図1において、分類用データ蓄積ブロック103は、インターネット401などのネットワーク上から大量の2次元画像データ(以降、特に必要が無い場合は画像データと称する)を取得し、画像データの画像から物体の領域を抽出するとともに、抽出された物体を種類別に分類した分類用データを作成して、媒質データサーバ403に蓄積する画像蓄積部402を有する。なお、媒質データサーバ403は、各媒質ごとに対応する媒質定数の情報が記憶された媒質定数データベース(電気定数データベースと称してもよい)を含む。また、媒質定数データベースは、例えば、非特許文献2などに基づいて事前に作成される。ここで、
図1では、画像蓄積部402を独立したブロックとしたが、画像蓄積部402の処理を画像認識部301および物体認識部302が行ってもよい。
また、本発明に係る電波伝搬シミュレーションモデルの作成装置は、
図1に示したシミュレーションデータ作成ブロック102に相当するが、点群データ作成ブロック101および分類用データ蓄積ブロック103のいずれか又は両方の機能を含めてもよい。また、本発明に係る電波伝搬シミュレーションモデルの作成装置は、コンピュータとプログラムによっても実現でき、プログラムを記録媒体に記録することも、ネットワークを通して提供することも可能である。
【0034】
画像蓄積部402は、インターネット401などのネットワーク上から取得可能な屋外・屋内に存在する様々な物体の画像データを種類別に大量に取得して、分類用データをCNNにより機械学習する。なお、種類別に大量の画像データをインターネット401上から取得する方法の一つとして、例えば、画像蓄積部402が画像の検索サイトで「分類名(例えば、机など)」を自動入力して検索を実行することにより、インターネット401上の大量の画像データを収集できる。
【0035】
図3は、画像蓄積部402がインターネット401から取得して媒質データサーバ403に蓄積する分類用データの一例を示す。

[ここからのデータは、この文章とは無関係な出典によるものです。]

PR #632, opened 2024-05-04
Use diagnostic namespace on stable

wackbyte:
`#[diagnostic::on_unimplemented]` was stabilized in Rust 1.78.0 :)

### DIFF
--- a/Cargo.toml
+++ b/Cargo.toml
@@ -23,7 +23,7 @@ std = [
     "serde?/std"
 ]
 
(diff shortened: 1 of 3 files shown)


wackbyte:
(Should the MSRV be increased?)

zesterer:
Interesting question. Given that 1.0 is pre-release, I'd be inclined to say 'yes'. Obviously, when 1.0 releases, it'll be a good idea to pin it down a lot more.

Issue #164, opened 2026-06-06
[TASK] Block-layer fault injection: fsync EIO, page-cache reorder, both-slots-torn


ELares:
## Context

The crash-gate harness in `crates/ironbus-storage/tests/crash_recovery.rs` (issues #21, #55) covers power loss before fsync, torn/truncated tails, and byte corruption over the in-memory disk model. The remaining #55 crash classes need a richer fault-injecting file layer than `InMemoryFile::simulate_power_loss`:

- an `fsync`/`sync_data`/`sync_all` that returns `EIO` (the fsyncgate failure mode), asserting the writer freezes read-only and never silently drops the data;
- page-cache reordering: not-yet-fsynced writes persisting out of order, or a strict-prefix subset persisting, rather than the all-or-nothing `simulate_power_loss`;
- a crash at an arbitrary byte boundary of a single write (partial write of N bytes), at every write, rename, and truncation point;
- both-slots-torn and optimistic-checkpoint scenarios once a checkpoint/manifest exists (#37);
- crash-during-recovery idempotence (crash while truncating a torn tail, then re-open).

## Task

Add a `FaultFile`/`FaultFs` fault-injecting layer (a `RandomAccessFile`/`Filesystem` wrapper) that can fail a chosen operation, persist a strict prefix of a write, and reorder/drop unsynced writes deterministically (seeded, no ambient randomness). Extend the crash harness to drive these and assert the same prefix/monotonicity/CRC/bounded-loss invariants, plus: a frozen writer after a fatal fsync, and recovery idempotence under a crash during recovery. Wire the block-layer variants into the nightly CI lane.

## Scope

Extends the per-PR crash gates with the block-layer classes #55 requires. refs #21

ELares:
All block-layer fault classes are now gated and run per-PR (cargo test) and in the nightly deep sweep:
- fatal fsync EIO freezes the writer read-only, no acked record lost: `fatal_fsync_freeze_loses_no_acked_record` and the during-a-roll variant (crash_recovery.rs).
- page-cache reordering / strict-prefix persistence: `power_cut_with_a_holed_unsynced_tail_loses_no_acked_record` (PR #249, a zeroed hole punched into the unsynced tail).
- both-slots-torn checkpoint: `a_both_slots_torn_checkpoint_falls_back_to_redeliver_from_zero` (PR #251, the engine discards a doubly-corrupt checkpoint and redelivers from zero).
[...]

Issue #55, opened 2026-06-05
[TASK] Crash-injection and power-cut harness asserting a consistent recovered prefix at every write boundary


ELares:
Parent: #7

Build the test harness that power-cuts IronBus at every durability-relevant write boundary and asserts that recovery always yields a consistent, monotonic prefix with bounded, correctly reported loss. Recovery correctness is only credible if it is mechanically falsified, so this is the gate that makes the #7 promises real. Lives in #21 and exercises the contracts from #6, #5, and #4.

## Approach
Drive writes through a fault-injecting file layer that can stop the process (simulating SIGKILL and raw power loss) immediately before and after each write, fsync, rename, and truncation, and that can reorder or drop not-yet-fsynced page-cache writes to model power-loss page reordering. After each injected stop, reopen and assert: the recovered log is a prefix of what was acknowledged durable, sequence ids are monotonic with no gaps before the truncation point, every served record passes CRC, and the RecoveryReport's loss_bound matches the actual discarded suffix. Include torn-tail, zero-fill, 0xFF-fill, mid-log rot, both-slots-torn checkpoint, optimistic-checkpoint (must be rejected), and crash-during-recovery (idempotence) scenarios. Run the suite across the platforms in #17 to prove identical behavior.

## Acceptance criteria
- [ ] Injection points cover every write, fsync, rename, and truncation boundary.
- [ ] Page-cache reorder/drop modeling for power loss before fsync.
- [ ] Prefix, monotonicity, and CRC invariants asserted after every injected crash.
- [ ] Idempotence asserted by crashing during recovery and re-running.
- [ ] Loss bound in the RecoveryReport asserted to match the actual discarded suffix.
- [ ] Suite runs in CI across the target platforms of #17.

## Failure considerations
The harness must itself be deterministic and seeded so failures reproduce. A false pass (injection not actually crossing the boundary) is mitigated by asserting the on-disk byte state at each stop. Platform divergence (different fsync semantics) is the key edge risk, surfaced by running the identical suite everywhere rather than on one OS.

ELares:
PR #339 closes the remaining gaps (the suite already covered power-loss-at-every-boundary, torn/truncated tails, mid-log + arbitrary-byte corruption, the fatal-fsync EIO freeze, crash-during-recovery idempotence, both-slots-torn checkpoint, and the sequence-gap reject):

[...]

PR #165, opened 2026-06-06
test(storage): crash-injection gates for the durable log

ELares:
## What

Now that the storage log exists end to end (append, roll, recover, read), this wires in the per-PR **crash gates** the resilience strategy (#21) demands, fulfilling the per-PR slice of #55. `crates/ironbus-storage/tests/crash_recovery.rs` power-cuts the log at durability boundaries and corrupts segments, then asserts the recovery invariants.

## Invariants asserted after every injected crash

- the recovered log is a **consistent, monotonic prefix** (offsets and sequences contiguous from zero, correct payloads);
- **no acknowledged record is lost** (`recovered >= durable`, and exact for the in-memory model);
- **bounded, valid loss** (`recovered <= appended`; recovery never reads past the damage);
- recovery **never panics or hangs**, and CRC-validates every served record (a corrupt frame stops the scan).

## Crash classes gated (in-memory disk model)

- **Power loss before fsync** — at every operation boundary of a fixed workload, **with and without rolling**, plus a **randomized proptest** over both configs. Recovery recovers exactly the durable prefix.
- **Torn tail** — the file truncated mid-record; the partial record is dropped, the prefix kept.
- **Last-record and mid-log corruption** — recovery stops at the first bad record and serves the valid prefix before it (equal-size records make the mid-log slot exact).
- **Arbitrary single-byte corruption** (proptest) — recovery either fails cleanly on a damaged header or returns a valid monotonic prefix; never a panic.

The flushed-offset high-water mark is used as the durability oracle, so the gates hold across rolling (a roll's seal advances durability) without hand-tracking sync points.

## Gate

`fmt --check`, `clippy --workspace --all-targets -D warnings` (pedantic), `cargo test --workspace` (7 crash-gate tests incl. 2 proptests at 256 cases each), `cargo-deny`, SPDX, `ironbus-core` IO-free lint pass locally. CHANGELOG updated. DCO signed.

## Scope

`refs #21`, `refs #55`. The block-layer classes that need a fault-injecting file layer (fsync `EIO` → frozen writer, page-cache reorder, partial single write, both-slots-torn, crash-during-recovery idempotence) are filed as **#164** for the nightly lane.

refs #21
refs #55


ELares:
## Self-review (independent mutation-testing pass) and resolution

The review injected 8 plausible recovery bugs into production code and re-ran the harness. **The power-loss / no-acknowledged-loss core is genuinely tight**: a `flushed`-advances-on-append bug, a dropped-durable-record bug, an inflated-head bug, and a zeroed-payload bug each fail 3-6 gates, and the durability oracle was confirmed **non-circular** (pre-crash value from `sync`, post-crash from `recover`'s independent accumulation). But it found two properties the harness advertised yet could **not falsify** (false confidence). Both fixed in `c63c504`.

**MAJOR-2 — body checksum never exercised.** `mid_log_corruption` always flipped a byte at `frame/2 = 26`, inside the 36-byte header's CRC range, so disabling the record **body** CRC left every gate green. Fixed: split into a **header-byte** and a **body-byte** case (the body byte sits past `RECORD_HEADER_LEN`), and added a **payload assertion to both proptests** (a checksum that wrongly accepts a corrupt record now surfaces as a mismatched payload). **Verified by mutation**: with the body CRC disabled, `mid_log_body_corruption_stops_at_the_first_bad_record` and `arbitrary_byte_corruption_...` now both FAIL (they passed before); reverted, tree clean.

**MAJOR-1 — sequence-gap guard not falsifiable by the harness.** No injected corruption ever produced a non-contiguous sequence, so a removed contiguity guard passed all gates (the property was covered only by a separate `log.rs` unit test). Fixed: added `recovery_rejects_a_synthesized_sequence_gap`, which hand-builds a segment with a gap and asserts `RecoveredSequenceMismatch`, so the harness itself owns the monotonic-no-gap invariant it claims.

**MINOR-1/2** — both proptests now assert payload content (was offset/seq only), closing the content-corruption blind spot; the arbitrary-corruption proptest comment notes survived records must have intact bytes.

**NIT-1 (roll density)** — left as-is; the review confirmed `power_loss_at_every_boundary_with_rolling` genuinely crosses rolls (the 16-op workload rolls at appends 5/9/13 under the 256-byte cap), and the proptest covers both configs.

Harness now 9 tests (7 deterministic + 2 proptests). Local gate: `fmt --check`, `clippy --workspace --all-targets -D warnings` (pedantic), `cargo test --workspace`, `cargo-deny`, SPDX, `ironbus-core` IO-free lint all pass.

PR #167, opened 2026-06-06
feat(core): lease lifecycle with generation fencing

ELares:
## What

Implements the SQS-style lease as the delivery primitive (#62) — the mechanism the at-least-once **no-double-ack** guarantee depends on. A claimed message is in-flight for a visibility timeout; an explicit ack removes it; on expiry the next claim redelivers it.

## API (`LeaseTable`)

- `claim(offset, now) -> Claim`: grants a free or expired offset (`Granted { token, deliveries }`) or returns `InFlight` for one still actively leased. A redelivery starts a **new attempt**, bumps the generation, and increments `deliveries` (which the caller reads for the max-deliver / DLQ decision in #63).
- `ack(token) -> Acked | Fenced`: removes the lease only if the token's generation matches the current lease.
- `extend(token, now) -> Extended(deadline) | CapReached | Fenced`: defers redelivery by one visibility window, clamped to the hard cap.
- `expired(now) -> Vec<Offset>`: the reclaimable offsets, for the janitor.
- `in_flight()`: count of tracked leases.

## Generation fencing (the crux)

図3の例では、棚、机、コピー機およびガラス窓の画像データが分類用データとして学習されている。ここで、棚、机、コピー機およびガラス窓などの分類において、同じ種類の物であっても様々な形状、色、材質などがあり、また、見る角度によっても異なる形状に見える場合があり、認識精度を高めるためには、出来るだけ大量の分類用データを学習することが望ましい。本実施形態に係る電波伝搬シミュレーションモデルの作成システム100は、媒質データサーバ403に蓄積された大量の分類用データを参照することにより、物体の認識精度を大幅に向上することができる。
【0036】
次に、
図1で説明した物体認識部302の処理について、詳しく説明する。
(1)通信エリアの画像を小領域に分割する処理
物体認識部302は、通信エリアの画像において、例えば、既存のアルゴリズムで小領域に分割する。ここで、既存のアルゴリズムの一例として、例えば、通信エリアの画像をエッジ抽出し、エッジが連続する部分や囲まれた部分を小領域として分割する方法などが考えられる。或いは、単純に8画素×8画素のブロックに分割して小領域としてもよい。
(2)複数の小領域を1つの領域に結合する処理
物体認識部302は、分割された小領域同士を類似度(色のヒストグラムやテクスチャ、明るさなど)で数値化する。或いは、通信エリアの画像データに対応する点群データの距離情報を利用して、距離の類似度(距離差が予め設定された範囲内)で数値化してもよい。なお、距離の類似度を用いる処理は、次の(2)で説明する処理に適用してもよい。そして、物体認識部302は、各小領域を定量的に評価する混合メトリクスにより類似度の高いものから小領域を結合する処理を行い、所定値以上の類似度の隣接する小領域が無くなるまで繰り返して、最終的な一つの領域に結合する。ここで、結合後の領域の大きさが予め設定された閾値以下の場合に、当該領域を除外する処理を行うようにしてもよい。これにより、ノイズ成分が除去されるので、物体認識の処理時間が短くなり、物体の認識精度が向上する。
【0037】
図4は、物体認識部302による小領域の結合処理後の通信エリアの画像例Aを示す。また、
図5は、他の通信エリアの画像例Bを示す。
図4および
図5において、点線で示した矩形領域は、物体認識部302による小領域の結合処理後の領域を示す。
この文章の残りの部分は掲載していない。